Baby Boomer Secrets

February 22, 2023 at 10:19 a.m.

...by Rix Quinn



After a high school reunion, author and Baby Boomer Rix Quinn started wondering what answers he would get from his contemporaries if he offered them anonymity to discuss their Boomer childhoods. He compiled a list of questions designed to find out what they had learned over four or more decades. Here are some lessons he learned from the answers to the survey. 

If your birth certificate says you were born between 1946 and 1964, welcome to my world. You and I are officially considered "Baby Boomers."

What do we have in common? Well, we’re over 60 (most of us), but not yet over the hill. Sadly, a few of our unfortunate members are under a hill somewhere, taking the eternal dirt nap.

But the rest of us share a unique time and space. We were born in the middle of the 20th century, and hope to live to the middle of the 21st. When our earliest members were born, only 141 million people lived in the U.S. Today there are over 295 million.

Just about every fourth person you see at the dentist, carwash, or leg waxing salon is a Boomer. This means that (1) we still have some of our own teeth, (2) we may drive around aimlessly, and (3) some of us grow hair where we don’t want it. It also means we’re vitally important to the media who want to reach us, to the nation’s retailers, to our growing children, and to our aging parents, if we're lucky enough to still have them with us.

We're becoming major consumers of all those geriatric products we’re beginning to stock now.

Think about what we’ve witnessed in the last decades. We’ve seen television grow into an enormously influential medium. We’ve observed a space program that took humans to the moon and returned them safely to the earth. We've seen the age of the smart phone and social media -- did all of that leave you behind or did you embrace it?

Where are we going as we age? Will we someday be viewed by our children and grandchildren and great-grandchildren as a good generation? Or are we deserving of the jab, "Okay, Boomer."

One of my friends died prematurely, in his 40’s. But not long before he passed away, he told me one thing really bothered him.

"I haven’t done all I wanted to do," he mourned. "I wonder – if somebody cares to judge my walk across four decades – if they’ll discover I left any footprints."

What sort of footprints will you leave for others to follow?

Our generation has often been divided. By our music choices. By young men’s decision to grow their hair longer or keep it short. Then by the Vietnam War. Then by education. Then by political alliances. In short…we’ve stayed apart too long. To help us focus not on our differences, but on our similarities. For whatever time is left to us (hopefully decades), we could unite to change society for the better. With our time, training, and monetary resources, we could continue making great contributions to this world.

Understanding us

Here’s a personal story. It’s the early 1960’s, and we’re sitting in elementary school. Around 10am the school bell suddenly blasts three-and-a-half times.

Three rings means a tornado, and four signals an air raid. (Definition of "air raid": A nuclear attack followed by desperation, radiation, and vaporization.)

Because we’re not sure if we heard three or four rings, we don’t know what to do.
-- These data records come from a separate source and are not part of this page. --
PR #1044, opened 2024-02-22
feat: add adjusted at timestamp field to evidence

### LINKED ISSUE #894: Additional editable timestamp property on Evidence
Perfect evidence logging hygiene increases in difficulty as more people collaboratively work on an Operation.
Whether something was logged incorrectly, or just missed entirely, there's currently no first-class way to remedy this. As a workaround, the timestamp is just noted as a correction in the description field.

The preservation of the timeline is definitely a big value-add of ashirt's, so perhaps it's important to those who receive these timelines as a deliverable, to know that it hasn't been modified. So rather than editing an evidence's timestamp or inserting new evidence at arbitrary times, I propose an additional field in the Evidence model. 

Differentiation between when an action happened and when it was logged would give users the ability to view the timeline sorted by either.

Having a time-picker for a property of something like `occurred_at` would allow for fixups and late additions. Its default value in the modal could be the same as the `created_at` timestamp so as to not inconvenience users not needing this ability. The time-picker should exist in the web's evidence creation modal as well as the edit modal.

Too, it would be helpful if the operation's evidence page allowed for sorting of either timestamp. 
The new timestamp should also exist in exported information.

luk3skyw4lker:
Adding adjustedAt timestamp to evidence create and update process, which can be a nullable field, omitted on both operations.

Resolve #894


luk3skyw4lker:
Fixing broken tests already

frontend/src/components/date_time_picker/index.tsx
```diff
@@ -0,0 +1,86 @@
...
+		setDate(new Date(newDate as Date))
+	}
+
+	const onChangeHour: React.ChangeEventHandler<HTMLInputElement> = (event) => {
+		const [hours, minutes] = event.target.value.split(":").map(value => Number(value))
+		const newDate = date
+
+		newDate.setHours(hours, minutes)
+
+		setDate(new Date(newDate))
```
JoelAtDeluxe, line 38: I believe you could replace this with a datefns function:

```suggestion
		setDate(setHours(date, hours))
```

JoelAtDeluxe (commented):
Looks good to me. I spent more time on the Go code -- the only thing that seems to be missing would be updating the test seed to include some evidence with an adjusted date.

frontend/src/components/date_time_picker/index.tsx
luk3skyw4lker: I'll check it out, but probably I'll have to use setHours and setMinutes, whereas with the setHours function from the date object I can do it all in one call only

luk3skyw4lker:
@JoelAtDeluxe done and dusted, added adjustedAt for some evidences and all tests are running smoothly (at least locally)

JoelAtDeluxe:
@luk3skyw4lker looks good. Thanks a lot!

jkennedyvz (approved):

jkennedyvz (approved):

PR #1045, opened 2024-02-22
feat: prefix secret and access keys with AS-

### LINKED ISSUE #957: Prefix access keys and secret keys with a known value
Right now access keys and secret keys are just random values that are encoded. We should probably prefix the encoded value of each with a distinguishing prefix so that it's more easily possible to build secret detection rules for. We probably don't want the prefix to actually be used for the secret for signing to avoid any possible known prefix attacks.

luk3skyw4lker:
Prefixing keys with AS- after generation

Resolve #957

### DIFF
--- a/backend/server/api.go
+++ b/backend/server/api.go
@@ -21,7 +21,7 @@ func API(r chi.Router, db *database.Connection, contentStore contentstore.Store,
 	r.Handle("/metrics", promhttp.Handler())
 	r.Group(func(r chi.Router) {
 		r.Use(middleware.AuthenticateAppAndInjectCtx(db))
-		r.Use(middleware.LogRequests(logger))
+		// r.Use(middleware.LogRequests(logger))
 		bindSharedRoutes(r, db, contentStore)
 		bindAPIRoutes(r, db, contentStore)
 	})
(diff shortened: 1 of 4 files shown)


luk3skyw4lker:
reverting logger comments right now

jrozner (changes requested):
We need to add code here that will remove the `AS-` if and only if it exists from the secret key.

luk3skyw4lker:
@jrozner just to check if I understood: the prefix should only exists in the database then? Because then we would have to remove the "AS-" from every single usage of the key, is this right? That wasn't very clear at the PR, only that the prefix shouldn't be used for generation of the keys

jrozner:
The access key can have the `AS-` prefix, be stored in the database, and we don't need to do anything special. It's simply a value that we look up to retrieve the secret key associated with it. The secret key value is a key used for hmac. It needs to be a specific size and we don't want a known prefix for it. We can implement this in one of two ways:

1. Prepend `AS-` to the secret key and store it in the database then strip it off in the auth middleware before we pass it to the hmac function to compute the signature
2. Store the secret key in the database without the `AS-` prefix but display the secret key to the user on creation

In both cases, we'll need any client libraries to strip off the `AS-` before signing requests on the client side. I'm not sure what the best option is here and I think we run the risk of creating situations where bugs occur and it's not easy to debug. Maybe for now, let's just prepend the `AS-` to the access key but not the secret key and we can spend some time to decide what we want to do.

luk3skyw4lker:
@jrozner I agree, my concern was exactly the situation where it's hard to debug the problem, also, the secret key is stored in byte value so even if some key detection rule were added, ashirt would have to have two different matching patterns: a string and a byte one, and I think this isn't very practical for the secret key itself, especially since it's usage should only occur when authenticating the user.

jrozner (approved):

jrozner (approved):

In a tornado, we’re taught to open windows and doors. If it’s an air raid, we’re supposed to close them. So, we stumble over each other into the school hallway. If it’s a tornado, we’re supposed to sit against the lockers. If it’s an air raid, we put our heads between our knees, and cover our scalps with our hands. (This technique was known as "duck and cover." How it protects from nuclear explosion is a mystery to me.) Nobody knows if it’s a tornado or an air raid, so we just kill time until the principal tells us it’s a false alarm.

And that’s what we’ve been doing these last four decades…killing time between personal storms and false alarms.

Lesson # 1: We’re pessimists by nature, but we bounce back quickly from defeat because we expect it.

Frankly, after over five decades on earth, this Boomer particularly remembers ten lessons that really helped. Here they are:

  1. Prepare for the future, but take time to savor the present moment.
  2. The video of life doesn’t have a "rewind" button. You can’t correct yesterday. You can only try to do better today and tomorrow.
  3. Treat your parents well if they are still with us. Without them, you wouldn’t be here. You'll want your children to do the same.
  4. The four greatest gifts you can give your children are love, acceptance, encouragement, and preparation. The road of life can sometimes be an uphill climb.
  5. Try to learn something new every day and try to teach something every day.
  6. An open mind welcomes both sunlight and rain. Listen carefully to new ideas, and to people with whom you disagree. Every person you meet therefore becomes your teacher.
  7. Life is a cooperative venture. Those who lived before us left us some wonderful instruction manuals. We call them "history books."
  8. Inspire others to read and write better. These are two of life’s most important skills.
  9. Nearly everybody you meet is dealing with some sort of problem. Be kind and forgiving.
  10. Choose a career that fits your personality, and life goals that help others.


The author of several books, Rix Quinn went to work for his father’s business magazine publishing company in the late 1970’s, and eventually served as a magazine editor and publisher. Later he produced short features for both network radio and newspapers. He continues to write today, with a special focus on Boomers.